▶ [Your instructions]: Among the records that follow, find each line holding the word "more" and copy it.

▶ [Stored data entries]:
----

PR #327, opened 2016-07-07
Fix run-and-move-down on last line

### LINKED ISSUE #306: Run-and-move-down doesn't display result on last line of file
Activating run-and-move-down while on the last line in the file (no trailing newline) causes the result bubble to not displayed. In addition to not showing the output, this creates the false impression that nothing was executed.

I suspect the cause is that the move-down operation has to create a new line where one previously did not exist, which triggers the output bubble to be hidden.

lgeiger:
Fixes #306
@nikitakit @n-riesco Please test if this PR is working for you.

### DIFF
--- a/lib/main.coffee
+++ b/lib/main.coffee
@@ -266,8 +266,8 @@ module.exports = Hydrogen =
 
         [code, row] = codeBlock
         if code? and row?
-            @createResultBubble code, row
             @moveDown row
+            @createResultBubble code, row
 
     runCell: () ->
         [startRow, endRow] = CellManager.getCurrentCell()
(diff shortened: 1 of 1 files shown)


nikitakit:
Oh, this does work.

Didn't realize that just keeping the old row reference wouldn't cause any issues for the output bubble display.

nikitakit:
Oh and before the issue gets closed, I think "run cell and move down" needs the same treatment.

lgeiger:
Oh thanks I forgot.

n-riesco:
I don't remember there were any reasons to do the `moveDown` after the `createResultBubble`.
I've tested the PR and it also works for me.

Issue #934, opened 2017-07-30
Hydrogen cannot read triple quotes 


rachelfu:
**Description:**

I have issues to print strings that are created with three quotes, `"""`.

**Steps to Reproduce:**

1. Here is the code I am using, and the error message:

```
snake_string = """Welcome to Python3!
             ____
            / . .\\
            \  ---<
             \  /
   __________/ /
-=:___________/
"""
```
2. When I hit `shift + enter`, there is what I get:

![screen shot 2017-07-30 at 8 07 55 am](https://user-images.githubusercontent.com/23180334/28753725-3f10ed2a-74fe-11e7-9674-02bb2a580631.png)

I tried single triple quotes `'''` and double `"""`, but neither of them works. 

3. It is OK to run using `Script`.

![screen shot 2017-07-30 at 8 09 26 am](https://user-images.githubusercontent.com/23180334/28753734-6ea900f4-74fe-11e7-8b37-8043406804a3.png)

**Versions:**

I am using macOS Version 10.12. Atom is 1.18

rgbkrk:
Thanks for reporting. Seems we need to parse what the last statement or expression is rather than running the last line.

For now at least it looks like you'll have to select the entire block of code you want to execute.

rachelfu:
Thanks for the reply! Sometimes, it has problem parse a function if I hit `shift+enter` at the last line. `Script` doesn't have similar issue. I will select the block for now.

BenRussert:
@rachelfu the other thing you can do (at least for now) is use the [run cell functionality](https://nteract.gitbooks.io/hydrogen/docs/Usage/GettingStarted.html#hydrogen-run-cell).

rachelfu:
@BenRussert 

This works too. Thanks!

BenRussert:
I'll close this since it looks resolved. Let me know if you have any questions!

Issue #904, opened 2017-07-03
Invalid Syntax error on multi-line values


jeremyechols:
**Description:**

When creating multi-line values, such as a dictionary, I am receiving an 'invalid syntax' error when trying to run Hydrogen within Atom. However, if I run the dictionary as a long single line, Hydrogen runs fine. 

I have tested the multi-line code within my Jupyter notebook, and have run the .py file through Terminal with the multi-line code saved and both run just fine. Hydrogen is the only thing that I try to run that is having the issue.

**Steps to Reproduce:**

1. Create multi-line value (dictionary in this case).
2. Run hydrogen (shift+return)

**Versions:**

Which OS and which version of Hydrogen and Atom are you running?
Mac OS - 10.12.5
Atom - 1.18.0
Hydrogen - 1.18.0

Atom    : 1.18.0
Electron: 1.3.15
Chrome  : 52.0.2743.82
Node    : 6.5.0

You can get this information from copy and pasting the output of `atom --version`  from the command line.

**Logs:**

Please post any error logs and the output of the developer tools as described in our [Debugging Guide](https://nteract.gitbooks.io/hydrogen/docs/Troubleshooting.html).
File "<ipython-input-4-72375477343a>", line 1
    'population': [200.4, 143.5, 1252, 1357, 52.98]}
                                                   ^
SyntaxError: invalid syntax

When using this dictionary:
worldDict = {'country': ['Brazil', 'Russia', 'India', 'China', 'South Africa'],
             'capital': ['Brasilia', 'Moscow', 'New Delhi', 'Beijing', 'Pretoria'],
             'area': [8.516, 17.10, 3.286, 9.597, 1.221],
             'population': [200.4, 143.5, 1252, 1357, 52.98]}
![image](https://user-images.githubusercontent.com/15058286/27806363-fe025fd6-5fee-11e7-8c01-d3fd66d32438.png)

agiap:
I encounter the same issue with multi-line sections that I try to execute in one shot with Hydrogen.

jeremyechols:
I have figured out that when declaring a variable and assigning a value to it, you have to run the code from the top line (seems inconvenient, when I'm wanting to run the code upon completion of typing the values, but I get it). 

However, I have not figured out a workflow to make if/elif/else statements run within Hydrogen.

rgbkrk:
> However, I have not figured out a workflow to make if/elif/else statements run within Hydrogen.

[...]

Issue #702, opened 2017-04-08
Create a new to programming section


rgbkrk:
It would be great to be able to direct more atom-script users over to Hydrogen. I hesitate a little bit since the Jupyter wording (kernels, jupyter, etc.) is quite a bit to digest in the initial part of the README.

What could we do to make Hydrogen welcoming to newer programmers who may have never used Jupyter?

/cc @willingc

willingc:
What comes to mind off the top of my head would be a visual at the top:

atom-script screenshot  -->  Hydrogen screenshot --> nteract screenshot

Demonstrating the same script in all three environments (perhaps making the Hydrogen shot 1/3 larger than the other two for focus).

It's probably time to consider docs for most of what follows below and then keep the README as a nav to the docs and "new user" friendly discussion of languages and applications with less jargon. Linking to the docs for more detail.

So... what would the team like to use to create standalone docs?

lgeiger:
Thanks for getting this started!

> atom-script screenshot --> Hydrogen screenshot --> nteract screenshot
Demonstrating the same script in all three environments (perhaps making the Hydrogen shot 1/3 larger than the other two for focus).

That's a great idea!

@willingc I really like the idea of using standalone docs, since it would make our README less overwhelming.

>So... what would the team like to use to create standalone docs?

What comes to my mind would be https://gitbook.com, Example: http://redux.js.org/.

What do you think? I haven't tried it yet.

We could also do everything manual and add it to https://github.com/nteract/nteract.io/pull/7 but that means probably a lot of work and would be harder to maintain.

BenRussert:
I've been day dreaming a little bit about a plugin that provides an interactive tutorial on getting started. It would use tool-tips and stuff to walk through how to get your kernels installed, starting up a kernel, and running a few basic commands.

kylebarron:
@BenRussert 	Any further thoughts about an interactive tutorial?

BenRussert:
> I've been day dreaming a little bit about a plugin that provides an interactive tutorial on getting started. It would use tool-tips and stuff to walk through how to get your kernels installed, starting up a kernel, and running a few basic commands.

Thanks @kylebarron for reminding me about this comment! A nice little blast from the past for me.

Initially, what stopped me from moving forward on this idea is that I was just learning js at the time and I thought i'd wait until I could handle it. 

Now, almost 2 years later I know I could implement something like this, but I also know it would take a fair amount of time and I'm not sure if it's what I want to prioritize. 

[...]

PR #957, opened 2017-08-26
Plugin API: export getCurrentCell and findCodeBlock from codeManager

BenRussert:
I think we can/should export `getCurrentCell` (returns range used in `hydrogen:run-cell`) to the api. This can be done very simply and probably wont take much to maintain.

For example this would enable a package like [hydrogen-show (a work in progress)](https://github.com/BenRussert/hydrogen-show/) to help new users understand what will run  #130, #934, #904. This plugin is a small step for an idea I have to create some sort of tutorial mode for #702 :smile: 

Edit: I will come back to the `findCodeBlock` part later, this doesnt return a range so I'll rethink that in another PR.

hydrogen show example:
hydrogen-show-demo1 mp4

### DIFF
--- a/lib/plugin-api/hydrogen-provider.js
+++ b/lib/plugin-api/hydrogen-provider.js
@@ -3,6 +3,7 @@
 import store from "./../store";
 import type Kernel from "./../kernel";
 import type ZMQKernel from "./../zmq-kernel.js";
+import { getCurrentCell, findCodeBlock } from "./../code-manager";
 /**
  * @version 1.0.0
  *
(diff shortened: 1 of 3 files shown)


lib/plugin-api/hydrogen-provider.js
```diff
@@ -51,4 +52,28 @@ export default class HydrogenProvider {
...
+  /*
+   * Get the `atom$Range` that will run if `hydrogen:run` is called.
+   * `null` is returned if no active text editor.
+   * @return {Class} `atom$Range`
+   */
+  getCodeBlockRange() {
+    if (!store.editor) return null;
+    return findCodeBlock(store.editor);
+  }
+
```
BenRussert: Whoops, that's not what this does!

I might just do the cell part for now and coming back to this part later.

PR #958, opened 2017-08-27
Dont prevent adding a watch even if it is blank, fix #936

### LINKED ISSUE #936: hydrogen can not add watch again after delete any watch.
After I've deleted a watch of variable,I can not add any variable to watch again,unless restart atom,I hope to fix this bug.

BenRussert:
This should fix #936 by allowing blank watches to be added in the way they are being prevented now. 

IIRC what we were doing before here was making sure at least one watch is always there, blank or not. Let me know if you see another issue that will come up by changing this.

The issue brought up in #936:

hydrogen-watch-issue mp4

### DIFF
--- a/lib/store/watch.js
+++ b/lib/store/watch.js
@@ -18,7 +18,8 @@ export default class WatchStore {
     this.editor = new TextEditor({
       softWrapped: true,
       grammar: this.kernel.grammar,
-      lineNumberGutterVisible: false
+      lineNumberGutterVisible: false,
+      placeholderText: `Enter ${kernel.displayName} code`
     });
     this.editor.moveToTop();
     this.editor.element.classList.add("watch-input");
--- a/lib/store/watch.js
+++ b/lib/store/watch.js
@@ -40,7 +40,7 @@ export default class WatchStore {
     this.editor.setText(code);
   };
 
-  getCode = () => {
+  getCode = (): string => {
     return this.editor.getText();
   };
 
--- a/lib/store/watches.js
+++ b/lib/store/watches.js
@@ -65,6 +65,14 @@ export default class WatchesStore {
     const watchPickerItems =
       watches.length > 0 ? [...watches, ...commands] : [];
 
+    const previouslyFocusedElement = document.activeElement;
+
+    const cancelSelection = () => {
+      modalPanel.destroy();
+      if (previouslyFocusedElement) previouslyFocusedElement.focus();
+      watchesPicker.destroy();
+    };
+
     const watchesPicker = new SelectListView({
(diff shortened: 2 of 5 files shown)


rgbkrk:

----

▶ [Response to this task]:
It would be great to be able to direct more atom-script users over to Hydrogen. I hesitate a little bit since the Jupyter wording (kernels, jupyter, etc.) is quite a bit to digest in the initial part of the README.
It's probably time to consider docs for most of what follows below and then keep the README as a nav to the docs and "new user" friendly discussion of languages and applications with less jargon. Linking to the docs for more detail.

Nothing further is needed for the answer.